The books' signal achievement is in addressing two disgraceful problems that beset humanitarian aid. The first is that the effectiveness of aid is often not evaluated at all; the second is that even when aid is evaluated, the methods are often dubious, such as before-and-after analysis that doesn't take into account variables that have nothing to do with the aid itself. Humanitarian aid is usually flying blind. These books take the blinders off—de-worming does work, many other efforts do not.

But things are not as simple as they first appear. The authors are brutally honest about how difficult poverty-alleviation is….

In addition to testing out ideas, such field work also has the benefit of letting researchers chat informally with poor people—conversation that can be thoroughly illuminating. What looks like irrationality may just be the failure of outsiders to fully appreciate the problem…

….

"More Than Good Intentions" and "Poor Economics" are marked by their deep appreciation of the precariousness that colors the lives of poor people as they tiptoe along the margin of survival. But I would give an edge to Mr. Banerjee and Ms. Duflo in this area—the sheer detail and warm sympathy on display reflects a true appreciation of the challenges their subjects face. Messrs. Karlan and Appel are at their best in addressing the subtleties of behavior and testing them in the psychology laboratory and in the field.
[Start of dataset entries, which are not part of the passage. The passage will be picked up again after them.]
PR #1268, opened 2019-02-07
runtimevar: minor doc updates and example reformatting

eliben:
Some cosmetic fixes to documentation and code formatting while reading the docs of runtimevar in detail.

Also recomputing some hashes in go.sum since these became out of date and prevented tests from running.


eliben:
Good catch on the `tags` file

I updated the proxy

Travis now fails on linux [https://travis-ci.com/google/go-cloud/jobs/176198051] with

```
$ if [[ "$TRAVIS_OS_NAME" == "linux" ]]; then go install github.com/mattn/goveralls; fi
can't load package: package github.com/mattn/goveralls: unknown import path "github.com/mattn/goveralls": cannot find module providing package github.com/mattn/goveralls
The command "if [[ "$TRAVIS_OS_NAME" == "linux" ]]; then go install github.com/mattn/goveralls; fi" failed and exited with 1 during .
```

eliben:
> Can you separate the `go.mod` and `go.sum` changes from the minor code fixes.

There shouldn't be `go.mod` changes now. I'll separate the `go.sum` changes - tracking that problem (tests not running with clean module cache) in #1277 now

eliben:
Split go.sum changes to #1278 - testing it now

eliben:
Moved goverall stuff to #1280

eliben:
Moved all unrelated stuff to other PRs, now only the minor comment/formatting changes remain. PTAL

They have produced a remarkably readable and credible analysis of the intertwining of irrationality and poverty.

The Not-so-Good:

Unfortunately, the books also indulge another sort of irrationality: the demand for big, general statements even if you're discussing limited, context-specific matters. The authors criticize over-generalizing and over-promising in the aid business, but they too often do their own exaggerating when it comes to what their methods can deliver. Both books end with overselling, "five key lessons" (Banerjee and Duflo) or "seven ideas that work" (Karlan and Appel), overriding their own previous cautions about sensitivity to context and the limits to each intervention. Other economists criticize overselling as a common fault of those who do these small experiments.